[Stored items]
PR #423, opened 2020-03-06
MULE-18028: Use IO threads to handle HTTP response streaming (#410)

eze210:
(cherry picked from commit eb590ca71bad70859b93815a3f1bde0071effe28)


eze210:
--validate

PR #430, opened 2020-03-16
MULE-18109: Remove guava dependency from http-connector

elrodro83:


src/main/java/org/mule/extension/http/api/error/HttpError.java
```diff
@@ -132,11 +132,25 @@
...
+    httpRequestOperationErrors.add(UNAUTHORIZED);
+    httpRequestOperationErrors.add(METHOD_NOT_ALLOWED);
+    httpRequestOperationErrors.add(TOO_MANY_REQUESTS);
+    httpRequestOperationErrors.add(NOT_FOUND);
+    httpRequestOperationErrors.add(UNSUPPORTED_MEDIA_TYPE);
+    httpRequestOperationErrors.add(NOT_ACCEPTABLE);
+    httpRequestOperationErrors.add(INTERNAL_SERVER_ERROR);
+    httpRequestOperationErrors.add(SERVICE_UNAVAILABLE);
+
+    return unmodifiableSet(httpRequestOperationErrors);
```
eze210: What about make httpRequestOperationErrors a static method variable and creating it when it's null? This way you can avoid repeated additions, hash calculations... I don't know how many times is this method used

PR #431, opened 2020-03-17
MULE-17423: Remove runtime provided libraries from HTTP connector

elrodro83:


pom.xml
```diff
@@ -7,7 +7,7 @@
         <artifactId>mule-core-modules-parent</artifactId>
         <!-- TODO MULE-15249 if this is upgraded, change the Map to Set in HttpResponseHeaderBuilder -->
         <!-- TODO MULE-15803 if this is upgraded, change HttpRequestAttributes#lazyClientCertificate-->
-        <version>1.1.6</version>
+        <version>1.1.7</version>
```
eze210: Aren't the above MULEs needed with this upgrade?

elrodro83: no, those are for minor version upgrades

eze210: Ok

PR #432, opened 2020-03-18
MULE-18191: mule4 failed to stream rest of payload to client

szaffarano:


pom.xml
```diff
@@ -7,6 +7,7 @@
         <artifactId>mule-core-modules-parent</artifactId>
         <!-- TODO MULE-15249 if this is upgraded, change the Map to Set in HttpResponseHeaderBuilder -->
         <!-- TODO MULE-15803 if this is upgraded, change HttpRequestAttributes#lazyClientCertificate-->
+        <!-- TODO SE-14012 if this is upgraded, change HttpListener#onError -->
```
elrodro83: reference only MULE issues here

src/main/java/org/mule/extension/http/internal/listener/HttpListener.java
```diff
@@ -132,6 +132,10 @@
   private static final String REPEATED_HEADERS_LOG_FORMAT =
       "'X-Correlation-ID: {}' and 'MULE_CORRELATION_ID: {}' headers found. 'X-Correlation-ID' will be used.";
 
+  // Because of SE-14012, the service has to inform any error that implies lost the client connection
```
elrodro83: no SE references in this project

src/main/java/org/mule/extension/http/internal/listener/HttpListener.java
```diff
@@ -201,7 +205,9 @@ public void onError(@ParameterGroup(name = "Error Response",
                       Error error,
                       SourceCompletionCallback completionCallback) {
     try {
-      sendErrorResponse(errorResponse, callbackContext, error, completionCallback);
+      if (!error.getCause().getClass().getName().equals(CONNECTION_ALREADY_CLOSED_EXCEPTION)) {
```
elrodro83: from what i talked yesterday with @mlischetti , we may need a more generic approach in the runtime to handle this cases, otherwise this same situation can happen in other connectors trying to send data to closed connections

szaffarano:
I close this PR because we changed the solution y this fix is not necessary anymore.

PR #436, opened 2020-04-01
MULE-18247: HTTP Requester should return proper 5xx errors

szaffarano:


src/main/java/org/mule/extension/http/api/error/HttpError.java
```diff
@@ -32,6 +35,12 @@
 
   TIMEOUT,
 
+  // represents any 4xx error
+  CLIENT_ERROR((Predicate<Integer>) statusCode -> statusCode >= 400 && statusCode < 500),
```
afelisatti, line 39: If an error handler matches `CLIENT_ERROR` and then `CLIENT_SECURITY` what would be the match for a 401 response?

src/test/resources/http-request-errors-config.xml
```diff
@@ -51,6 +51,18 @@
             <on-error-continue type="http:CONNECTIVITY">
                 <set-payload value="#[error.cause.message ++ ' connectivity']"/>
             </on-error-continue>
+            <on-error-continue type="http:GATEWAY_TIMEOUT">
+                <set-payload value="#[error.errorMessage.attributes.statusCode ++ ' Gateway Timeout']"/>
+            </on-error-continue>
+            <on-error-continue type="http:BAD_GATEWAY">
+                <set-payload value="#[error.errorMessage.attributes.statusCode ++ ' Bad Gateway']"/>
+            </on-error-continue>
+            <on-error-continue type="http:CLIENT_ERROR">
```
afelisatti, line 60: Perhaps `CLIENT_SIDE` and `SERVER_SIDE` would help avoid the `error` redundancy.

src/main/java/org/mule/extension/http/api/error/HttpError.java
szaffarano: CLIENT_ERROR only will match if there aren't any specific error defined, eg
```java
      try {
        error = HttpError.valueOf(status.name());
      } catch (Throwable e) {
        error = stream(HttpError.values()).filter(httpError -> httpError.isParentOf(statusCode))
            .findFirst()
            .orElse(null);
      }
```
Because there is an UNAUTHORIZED error already defined, this would be the match.

src/test/resources/http-request-errors-config.xml
szaffarano: +1

src/main/java/org/mule/extension/http/api/error/HttpError.java
```diff
@@ -132,7 +159,9 @@
       try {
         error = HttpError.valueOf(status.name());
       } catch (Throwable e) {
-        // Do nothing
+        error = stream(HttpError.values()).filter(httpError -> httpError.isParentOf(statusCode))
```
elrodro83, line 162: avoid relying on exceptions to run the alternate path.

src/main/java/org/mule/extension/http/api/error/HttpError.java
```diff
@@ -155,6 +184,10 @@
     return ofNullable(result);
   }
 
+  public boolean isParentOf(int statusCode) {
```
elrodro83, line 187: ad djavadoc

src/main/java/org/mule/extension/http/api/error/HttpError.java
elrodro83: this is still throwing an exception...

src/main/java/org/mule/extension/http/api/error/HttpError.java
```diff
@@ -132,7 +159,11 @@
       try {
         error = HttpError.valueOf(status.name());
```
elrodro83, line 160: this is still throwing an exception for the new scenario...

src/main/java/org/mule/extension/http/api/error/HttpError.java
```diff
@@ -155,6 +186,20 @@
...
+   * Returns whether the error is the parent of a given error represented by a {@code statusCode}. Parent means that the error
+   * belongs to the same hierarchy or kind of error. For example, 4xx are client errors, 5xx are server errors, etc, so a generic
+   * client error should be the parent of a more specific forbidden one (error code 403).
+   * 
+   * @param statusCode
+   * @return
+   *
+   * @since 1.6.0
+   */
+  public boolean isParentOf(int statusCode) {
```
elrodro83, line 199: maybe `category` is a more appropriate name for the relationship between these status code. This method should be named `isWithinCategory`.

src/main/java/org/mule/extension/http/api/error/HttpError.java
```diff
@@ -155,6 +186,20 @@
...
 
+  /**
+   * Returns whether the error is the parent of a given error represented by a {@code statusCode}. Parent means that the error
+   * belongs to the same hierarchy or kind of error. For example, 4xx are client errors, 5xx are server errors, etc, so a generic
+   * client error should be the parent of a more specific forbidden one (error code 403).
+   * 
+   * @param statusCode
+   * @return
+   *
+   * @since 1.6.0
```
elrodro83, line 197: `1.5.x`?

src/main/java/org/mule/extension/http/api/error/HttpError.java
szaffarano: This piece of code is the same as before my change.  If `HttpError#valueOf` throws an exception, it's caught silently ("// Do nothing"), and `error` remains null.  In this case, the fallback will search for a category-related error.

src/main/java/org/mule/extension/http/api/error/HttpError.java
szaffarano: Yes, my fault.

src/main/java/org/mule/extension/http/api/error/HttpError.java
szaffarano: You are right, it is a clearer name.

src/main/java/org/mule/extension/http/api/error/HttpError.java
afelisatti: So it would go to `CLIENT_SECURITY`. I think this would work but we will need to be very careful documenting this. People might expect this to capture all client errors.

src/main/java/org/mule/extension/http/api/error/HttpError.java
elrodro83: this is a good opportunity to improve it :)

src/main/java/org/mule/extension/http/api/error/HttpError.java
szaffarano: @afelisatti, you are right.  We've discussed this problem with the team and decided that in order to fix it, we will just add the 5xx errors that were reported.  The more generic solution will be tackled in another JIRA.

src/main/java/org/mule/extension/http/api/error/HttpError.java
szaffarano: done

szaffarano:
--validate

PR #442, opened 2020-05-08
MULE-18396: Use the graceful shutdown timeout to allow persistent connections to do a last request

eze210:


src/test/java/org/mule/test/http/internal/listener/HttpResponseFactoryTestCase.java
```diff
@@ -83,4 +88,52 @@ public void testCursorIteratorCausesInvalidTypeForHttpResponseError() throws Run
     httpResponseBuilder.create(HttpResponse.builder(), new NoInterception(), listenerResponseBuilder, true);
   }
 
+  @Test
```
elrodro83, line 91: add `@Issue` annotation to new tests

src/test/java/org/mule/test/http/internal/listener/HttpResponseFactoryTestCase.java
```diff
@@ -83,4 +88,52 @@ public void testCursorIteratorCausesInvalidTypeForHttpResponseError() throws Run
...
+
+  private void checkForceConnectionCloseHeader(final boolean shouldForceConnectionClose, String defaultValue) {
+    HttpListenerResponseBuilder listenerResponseBuilder = mock(HttpListenerResponseBuilder.class);
+    TypedValue<Object> payload = new TypedValue<>(EXAMPLE_STRING, STRING);
+    when(listenerResponseBuilder.getBody()).thenReturn(payload);
+    when(listenerResponseBuilder.getStatusCode()).thenReturn(OK.getStatusCode());
+
+    MultiMap<String, String> headers = new MultiMap<>();
+    if (defaultValue != null) {
+      headers.put(CONNECTION, defaultValue);
```
elrodro83, line 123: you can use Collections.singletonMap() for this

eze210: But I only want to set the connections header when defaultValue != null; Otherwise the map should be empty

elrodro83: you have `Collections.emptyMap()` for that

eze210: Trying to apply the change, I found it's a MultiMap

EXERCISE REQUIREMENTS: Return a copy of each line in the records above that has "valueOf" in it.

SOLUTION FOR THIS PROBLEM:
        error = HttpError.valueOf(status.name());
         error = HttpError.valueOf(status.name());
         error = HttpError.valueOf(status.name());
szaffarano: This piece of code is the same as before my change.  If `HttpError#valueOf` throws an exception, it's caught silently ("// Do nothing"), and `error` remains null.  In this case, the fallback will search for a category-related error.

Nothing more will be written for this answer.